I mean this in less snarky way than the title of this post suggests, but I continue to be surprised by some of what worked its way into the health care reform bill.
Today the Supreme Court held 7-2 in an opinion by Justice Stevens that 31 U.S.C. 3730(e)(4)(A), a provision of the False Claims Act that bars qui tam actions that are based upon the public disclosure of allegations of fraud against the government in (among other things) “a congressional, administrative, or [GAO] report, hearing, audit, or investigation,” includes state and local administrative hearings, audits, or investigations, and not just federal ones. But tucked away in a footnote is notice that the holding of the case (Graham County Soil & Water Conservation District v. United States ex rel Wilson, 08-304), will have limited application going forward:
On March 23, 2010, the President signed into law the Patient Protection and Affordable Care Act, Pub. L. 111–148, 124 Stat. 119. Section 10104(j)(2) of this legislation replaces the prior version of 31 U.S.C. §3730(e)(4) with new language. The legislation makes no mention of retroactivity, which would be necessary for its application to pending cases given that it eliminates petitioners’ claimed defense to a qui tam suit. See Hughes Aircraft Co. v. United States ex rel. Schumer, 520 U. S. 939, 948 (1997).

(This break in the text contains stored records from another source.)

PR #370, opened 2023-11-17
CPM and .NET 8.0

IEvangelist:


samples/Microsoft.Azure.CosmosEventSourcing/BasicEventSourcingSample/Program.cs
```diff
@@ -13,13 +13,12 @@
...
 using Microsoft.Azure.CosmosRepository.AspNetCore.Extensions;
-using Microsoft.Azure.CosmosRepository.Extensions;
 
 WebApplicationBuilder builder = WebApplication.CreateBuilder(args);
 IServiceCollection services = builder.Services;
 
-
-services.AddHealthChecks().AddCosmosDb(builder.Configuration.GetCosmosRepositoryConnectionString()!);
+// TODO: Figure this out...
+// services.AddHealthChecks().AddCosmosDb(builder.Configuration.GetCosmosRepositoryConnectionString()!);
```
mumby0168, line 21: Has this broken?

Directory.Packages.props
```diff
@@ -0,0 +1,93 @@
...
+    <PackageVersion Include="MartinCostello.Logging.XUnit" Version="0.3.0" />
+    <PackageVersion Include="Microsoft.Azure.Cosmos" Version="3.36.0" />
+    <PackageVersion Include="Microsoft.Azure.Functions.Extensions" Version="1.1.0" />
+    <PackageVersion Include="Microsoft.NET.Test.Sdk" Version="17.8.0" />
+    <PackageVersion Include="MinVer" Version="5.0.0-beta.1" />
+    <PackageVersion Include="xunit.runner.visualstudio" Version="2.5.3" />
+    <PackageVersion Include="xunit" Version="2.6.1" />
+    <PackageVersion Include="Scrutor" Version="4.2.2" />
+  </ItemGroup>
+  <!-- .NET 7.0. bits -->
```
mumby0168, line 20: I think I spotted an issue the other day when using the package in azure functions, do you think it's worth adding a .net 6 target and downgrading some of the MS packages when we are targeting net6.0?

mumby0168 (approved):

samples/Microsoft.Azure.CosmosEventSourcing/BasicEventSourcingSample/Program.cs
IEvangelist: Yeah, with the latest version the `AddHealthChecks` method doesn't exist, and I didn't have time to look it up. It was in a sample app so I left it for now, but happy to hold this for a bit.

Directory.Packages.props
IEvangelist: .NET 6 is supported for less than a year remaining, https://dotnet.microsoft.com/en-us/platform/support/policy/dotnet-core#lifecycle. I personally don't think it's worth doing... especially since we have support for `netstandard2.0` which allows us to use this all over.

samples/Microsoft.Azure.CosmosEventSourcing/BasicEventSourcingSample/Program.cs
IEvangelist: Fixed it...

mumby0168 (approved):
LGTM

The health care reform law changes the relevant text to provide for dismissal of a qui tam action based on a public disclosures “in a congressional, [GAO], or other Federal report, hearing, audit, or investigation.” Thus, it essentially overrules today’s decision. The amendment also eliminates the old language, under which a court would not have jurisdiction over a case based on a public disclosure, to simply state that a court shall dismiss an action, unless opposed by the Government, if substantially the same allegations were publicly disclosed.
The full text of the revised language is available after the jump. A redline reflecting the change is available here.

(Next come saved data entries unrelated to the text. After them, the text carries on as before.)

PR #399, opened 2024-01-29
add await to async test asserts

stormbringer766:
add missing await to async test asserts causing build failure.


IEvangelist:
This is awesome, thank you for this contribution @stormbringer766 - any chance we could get all the tests to pass?

IEvangelist:
@all-contributors, please add @stormbringer766 for tests.

IEvangelist:
@all-contributors please add @stormbringer766 for tests.

stormbringer766:
@IEvangelist not sure this is the way you want this fixed. There were a couple of issues.
1. The client is `Lazy` so wasn't actually being created in the test so wasn't being disposed.
2. The actual exception is a `CosmosObjectDisposedException` which is internal so can't be asserted.

Not sure what is up with `CodeQL`

```
Error: Code Scanning could not process the submitted SARIF file:
CodeQL analyses from advanced configurations cannot be processed when the default setup is enabled
```

IEvangelist (approved):

PR #400, opened 2024-02-02
fix: default spec does not return all results and defaults to 25

robertbennett1998:


philip-reed:
@robennett2 Can you provide an update on this PR?
I think im encountering the issue this would resolve.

Critics of the change note that the amendments “are not limited to FCA actions against health care companies,” but it’s not unusual for Congress to make a change apply across-the-board even if it is nominally motivated by concern in a particular area. (Think of the USA PATRIOT Act, which, unless you believe the conspiracy theorists, was prompted by terrorism investigations but which amended provisions of general applicability.) But the case before the Court involves flood cleanup, not health care fraud. The amendment to the FCA is germane to health care reform in that it makes it easier to maintain a qui tam action against an entity that allegedly has defrauded the government. But the provision still looks a bit like the sort of provision that gets attached to must-pass legislation as a favor to a powerful constituency, rather than something that Congress considered directly relevant to the subject of the legislation.
UPDATE: Both because I assume a high degree of background knowledge from our readers, and because I’m too lazy to provide much background, I don’t explain much about the qui tam mechanism. One of the posts in the comment thread gives a helpful primer for people who aren’t already steeped in this area of the law. It’s a fascinating area, with an interesting historical pedigree and which raises juicy separation-of-powers issues.
Here’s the full text:
(4)(A) The court shall dismiss an action or claim under this section, unless opposed by the Government, if substantially the same allegations or transactions as alleged in the action or claim were publicly disclosed–
(i) in a Federal criminal, civil, or administrative hearing in which the Government or its agent is a party;
(ii) in a congressional, Government Accountability Office, or other Federal report, hearing, audit, or investigation; or
(iii) from the news media,unless the action is brought by the Attorney General or the person bringing the action is an original source of the information.
(B) For purposes of this paragraph, “original source” means an individual who either (i) prior to a public disclosure under subsection (e)(4)(a), has voluntarily disclosed to the Government the information on which allegations or transactions in a claim are based, or (2) who has knowledge that is independent of and materially adds to the publicly disclosed allegations or transactions, and who has voluntarily provided the information to the Government before filing an action under this section.
H.R. 3590, § 10104(j), 111th Cong. (2009) (emphasis added).